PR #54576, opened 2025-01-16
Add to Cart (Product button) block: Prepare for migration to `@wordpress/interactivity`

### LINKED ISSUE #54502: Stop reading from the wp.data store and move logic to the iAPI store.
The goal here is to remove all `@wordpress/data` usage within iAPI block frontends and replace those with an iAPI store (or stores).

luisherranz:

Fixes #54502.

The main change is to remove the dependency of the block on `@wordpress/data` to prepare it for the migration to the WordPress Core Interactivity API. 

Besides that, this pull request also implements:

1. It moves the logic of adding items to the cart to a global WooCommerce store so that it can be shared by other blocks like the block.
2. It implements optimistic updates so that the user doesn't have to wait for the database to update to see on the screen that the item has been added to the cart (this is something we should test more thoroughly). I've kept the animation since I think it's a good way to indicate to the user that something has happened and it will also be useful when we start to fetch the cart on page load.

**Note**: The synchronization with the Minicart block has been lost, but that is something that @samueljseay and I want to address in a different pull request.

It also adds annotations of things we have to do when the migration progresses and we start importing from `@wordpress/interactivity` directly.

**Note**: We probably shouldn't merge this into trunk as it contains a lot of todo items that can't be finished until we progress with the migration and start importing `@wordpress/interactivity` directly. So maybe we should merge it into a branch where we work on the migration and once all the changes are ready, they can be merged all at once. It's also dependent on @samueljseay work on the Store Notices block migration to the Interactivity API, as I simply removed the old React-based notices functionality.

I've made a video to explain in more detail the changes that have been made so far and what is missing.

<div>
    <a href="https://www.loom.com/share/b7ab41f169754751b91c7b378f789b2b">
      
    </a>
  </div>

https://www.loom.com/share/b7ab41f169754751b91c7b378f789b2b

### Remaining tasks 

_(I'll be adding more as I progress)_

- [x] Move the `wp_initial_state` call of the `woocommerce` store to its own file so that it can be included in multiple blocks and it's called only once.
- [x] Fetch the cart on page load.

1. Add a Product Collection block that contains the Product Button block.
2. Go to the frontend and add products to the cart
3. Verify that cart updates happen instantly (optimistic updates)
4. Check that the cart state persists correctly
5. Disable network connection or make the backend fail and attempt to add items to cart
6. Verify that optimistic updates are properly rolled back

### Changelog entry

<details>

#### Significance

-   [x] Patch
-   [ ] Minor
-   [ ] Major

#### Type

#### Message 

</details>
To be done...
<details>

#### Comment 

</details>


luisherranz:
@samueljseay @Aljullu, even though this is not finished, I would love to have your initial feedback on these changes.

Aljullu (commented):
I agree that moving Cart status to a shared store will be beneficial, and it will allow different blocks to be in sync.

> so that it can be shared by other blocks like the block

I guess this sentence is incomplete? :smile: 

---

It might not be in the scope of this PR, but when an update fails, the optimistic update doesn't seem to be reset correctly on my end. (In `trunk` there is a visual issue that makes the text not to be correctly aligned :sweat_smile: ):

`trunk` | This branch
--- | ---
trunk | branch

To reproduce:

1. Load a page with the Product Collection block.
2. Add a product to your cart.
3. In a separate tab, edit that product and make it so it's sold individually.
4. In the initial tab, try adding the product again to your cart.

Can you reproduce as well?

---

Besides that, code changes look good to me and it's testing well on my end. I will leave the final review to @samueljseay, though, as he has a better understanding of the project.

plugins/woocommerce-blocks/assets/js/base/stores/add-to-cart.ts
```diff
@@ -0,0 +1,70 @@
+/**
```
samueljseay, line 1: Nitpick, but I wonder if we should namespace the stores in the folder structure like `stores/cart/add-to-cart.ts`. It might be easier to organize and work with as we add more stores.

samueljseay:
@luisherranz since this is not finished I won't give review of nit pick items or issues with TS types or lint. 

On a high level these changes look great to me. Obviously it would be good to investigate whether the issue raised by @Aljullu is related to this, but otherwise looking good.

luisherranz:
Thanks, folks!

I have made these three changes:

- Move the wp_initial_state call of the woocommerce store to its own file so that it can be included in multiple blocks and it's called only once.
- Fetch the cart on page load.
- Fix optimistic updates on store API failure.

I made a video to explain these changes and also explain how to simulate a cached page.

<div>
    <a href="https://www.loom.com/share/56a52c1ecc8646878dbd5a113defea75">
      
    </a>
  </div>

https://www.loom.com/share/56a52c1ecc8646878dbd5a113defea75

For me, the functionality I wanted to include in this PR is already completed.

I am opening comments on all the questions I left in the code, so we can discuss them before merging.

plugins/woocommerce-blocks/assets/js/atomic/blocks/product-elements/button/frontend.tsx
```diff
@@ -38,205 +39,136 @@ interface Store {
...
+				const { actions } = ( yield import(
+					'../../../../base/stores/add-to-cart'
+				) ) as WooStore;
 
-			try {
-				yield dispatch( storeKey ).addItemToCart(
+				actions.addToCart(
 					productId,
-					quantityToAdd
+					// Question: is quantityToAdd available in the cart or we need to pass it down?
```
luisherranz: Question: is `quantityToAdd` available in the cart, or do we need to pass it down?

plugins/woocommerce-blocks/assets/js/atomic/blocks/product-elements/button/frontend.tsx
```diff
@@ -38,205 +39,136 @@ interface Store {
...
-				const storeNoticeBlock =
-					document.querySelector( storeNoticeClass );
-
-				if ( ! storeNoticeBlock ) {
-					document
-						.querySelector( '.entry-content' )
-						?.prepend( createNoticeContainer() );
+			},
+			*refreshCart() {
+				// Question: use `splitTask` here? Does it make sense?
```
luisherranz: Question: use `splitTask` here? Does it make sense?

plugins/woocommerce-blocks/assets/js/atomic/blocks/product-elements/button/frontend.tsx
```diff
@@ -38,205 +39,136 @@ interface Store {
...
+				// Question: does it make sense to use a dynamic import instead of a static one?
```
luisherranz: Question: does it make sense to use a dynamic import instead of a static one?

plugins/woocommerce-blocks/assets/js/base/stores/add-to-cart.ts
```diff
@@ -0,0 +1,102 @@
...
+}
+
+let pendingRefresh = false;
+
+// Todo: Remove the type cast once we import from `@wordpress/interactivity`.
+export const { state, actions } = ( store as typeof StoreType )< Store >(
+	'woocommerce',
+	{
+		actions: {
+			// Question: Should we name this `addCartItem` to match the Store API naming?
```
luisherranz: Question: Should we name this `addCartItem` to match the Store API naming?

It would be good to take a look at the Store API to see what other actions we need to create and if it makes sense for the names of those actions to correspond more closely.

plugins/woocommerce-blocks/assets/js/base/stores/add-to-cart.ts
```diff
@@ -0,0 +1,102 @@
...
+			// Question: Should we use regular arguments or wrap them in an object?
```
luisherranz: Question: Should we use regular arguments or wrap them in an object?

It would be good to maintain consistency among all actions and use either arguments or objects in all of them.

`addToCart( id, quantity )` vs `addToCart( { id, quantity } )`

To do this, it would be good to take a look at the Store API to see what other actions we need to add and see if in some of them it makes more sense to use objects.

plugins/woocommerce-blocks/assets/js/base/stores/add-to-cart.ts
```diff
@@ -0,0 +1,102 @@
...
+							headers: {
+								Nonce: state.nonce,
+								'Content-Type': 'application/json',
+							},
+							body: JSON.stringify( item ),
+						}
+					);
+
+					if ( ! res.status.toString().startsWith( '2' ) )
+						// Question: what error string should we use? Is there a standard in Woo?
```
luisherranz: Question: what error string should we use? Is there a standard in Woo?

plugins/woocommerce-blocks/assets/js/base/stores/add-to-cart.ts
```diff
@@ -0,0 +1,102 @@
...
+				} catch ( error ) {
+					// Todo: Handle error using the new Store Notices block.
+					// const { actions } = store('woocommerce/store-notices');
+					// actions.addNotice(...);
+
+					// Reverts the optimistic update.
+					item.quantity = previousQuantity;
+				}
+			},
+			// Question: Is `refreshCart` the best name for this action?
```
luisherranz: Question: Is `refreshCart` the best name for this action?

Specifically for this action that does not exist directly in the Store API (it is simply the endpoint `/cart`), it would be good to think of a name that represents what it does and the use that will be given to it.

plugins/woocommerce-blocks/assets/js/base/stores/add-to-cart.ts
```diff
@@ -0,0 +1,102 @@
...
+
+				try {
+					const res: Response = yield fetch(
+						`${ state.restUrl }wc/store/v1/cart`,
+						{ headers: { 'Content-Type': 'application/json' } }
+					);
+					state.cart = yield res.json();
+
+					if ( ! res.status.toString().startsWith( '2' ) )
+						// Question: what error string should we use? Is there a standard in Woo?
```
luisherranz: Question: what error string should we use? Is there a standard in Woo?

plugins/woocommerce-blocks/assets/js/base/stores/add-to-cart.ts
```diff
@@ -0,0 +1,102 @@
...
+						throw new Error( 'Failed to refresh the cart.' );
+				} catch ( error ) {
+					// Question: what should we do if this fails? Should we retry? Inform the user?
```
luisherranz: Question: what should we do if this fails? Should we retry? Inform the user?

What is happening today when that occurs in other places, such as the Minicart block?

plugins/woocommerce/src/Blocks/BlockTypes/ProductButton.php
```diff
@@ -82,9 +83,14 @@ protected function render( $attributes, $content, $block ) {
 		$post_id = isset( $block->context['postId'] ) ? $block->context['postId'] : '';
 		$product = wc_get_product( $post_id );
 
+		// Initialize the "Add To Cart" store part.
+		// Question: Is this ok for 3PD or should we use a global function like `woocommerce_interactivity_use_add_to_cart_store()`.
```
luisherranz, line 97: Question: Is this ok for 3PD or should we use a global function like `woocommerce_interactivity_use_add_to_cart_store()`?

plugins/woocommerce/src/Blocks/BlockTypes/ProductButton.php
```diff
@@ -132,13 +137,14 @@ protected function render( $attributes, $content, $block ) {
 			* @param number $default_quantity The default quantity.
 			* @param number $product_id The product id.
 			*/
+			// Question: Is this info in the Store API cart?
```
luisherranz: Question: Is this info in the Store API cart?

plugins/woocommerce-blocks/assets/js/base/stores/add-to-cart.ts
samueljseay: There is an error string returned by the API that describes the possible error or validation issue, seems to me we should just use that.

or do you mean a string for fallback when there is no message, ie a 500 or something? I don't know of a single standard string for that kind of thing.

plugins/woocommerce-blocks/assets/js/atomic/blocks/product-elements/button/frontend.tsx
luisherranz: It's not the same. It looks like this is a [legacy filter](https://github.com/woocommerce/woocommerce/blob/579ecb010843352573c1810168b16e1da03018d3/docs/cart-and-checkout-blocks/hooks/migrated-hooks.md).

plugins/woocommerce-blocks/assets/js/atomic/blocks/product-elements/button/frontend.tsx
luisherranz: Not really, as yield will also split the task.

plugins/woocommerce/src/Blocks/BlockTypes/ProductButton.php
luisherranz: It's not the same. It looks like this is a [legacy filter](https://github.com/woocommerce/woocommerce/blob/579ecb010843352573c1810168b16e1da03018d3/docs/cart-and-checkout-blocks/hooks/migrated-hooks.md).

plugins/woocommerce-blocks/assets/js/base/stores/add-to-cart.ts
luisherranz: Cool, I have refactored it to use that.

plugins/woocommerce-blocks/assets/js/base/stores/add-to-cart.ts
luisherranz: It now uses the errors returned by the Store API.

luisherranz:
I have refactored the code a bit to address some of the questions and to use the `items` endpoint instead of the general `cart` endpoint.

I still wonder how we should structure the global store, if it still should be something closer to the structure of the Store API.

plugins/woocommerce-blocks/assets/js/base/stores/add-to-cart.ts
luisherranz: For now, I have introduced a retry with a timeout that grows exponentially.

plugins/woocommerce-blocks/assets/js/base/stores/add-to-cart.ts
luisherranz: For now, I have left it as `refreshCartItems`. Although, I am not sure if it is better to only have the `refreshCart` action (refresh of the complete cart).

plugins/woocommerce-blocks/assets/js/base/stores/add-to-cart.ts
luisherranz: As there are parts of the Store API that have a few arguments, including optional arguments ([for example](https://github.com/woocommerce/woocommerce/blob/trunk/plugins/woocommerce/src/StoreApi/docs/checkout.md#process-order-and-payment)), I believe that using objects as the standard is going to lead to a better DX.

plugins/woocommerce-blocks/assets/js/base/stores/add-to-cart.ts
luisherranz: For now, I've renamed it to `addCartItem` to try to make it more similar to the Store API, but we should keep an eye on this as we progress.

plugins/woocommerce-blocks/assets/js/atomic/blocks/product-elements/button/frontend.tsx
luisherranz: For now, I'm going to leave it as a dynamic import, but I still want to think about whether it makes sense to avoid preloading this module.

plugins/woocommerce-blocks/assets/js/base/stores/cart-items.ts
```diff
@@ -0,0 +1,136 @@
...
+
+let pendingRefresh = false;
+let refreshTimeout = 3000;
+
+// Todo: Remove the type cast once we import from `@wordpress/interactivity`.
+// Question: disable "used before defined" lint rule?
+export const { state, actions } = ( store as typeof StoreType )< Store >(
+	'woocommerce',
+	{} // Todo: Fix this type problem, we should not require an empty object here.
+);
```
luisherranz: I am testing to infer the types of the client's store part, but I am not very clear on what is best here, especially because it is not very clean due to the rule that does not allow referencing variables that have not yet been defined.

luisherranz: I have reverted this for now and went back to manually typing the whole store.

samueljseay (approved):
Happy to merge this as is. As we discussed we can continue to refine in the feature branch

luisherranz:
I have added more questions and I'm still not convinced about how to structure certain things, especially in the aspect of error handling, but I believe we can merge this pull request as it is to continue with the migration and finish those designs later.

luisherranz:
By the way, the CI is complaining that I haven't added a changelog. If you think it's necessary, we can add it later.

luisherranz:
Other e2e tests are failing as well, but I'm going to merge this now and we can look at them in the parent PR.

----

#### [TASK PROMPT]
If a line in the data above holds the string "lint", report that line.

#### [ANSWER SPACE]
@luisherranz since this is not finished I won't give review of nit pick items or issues with TS types or lint. 
+// Question: disable "used before defined" lint rule?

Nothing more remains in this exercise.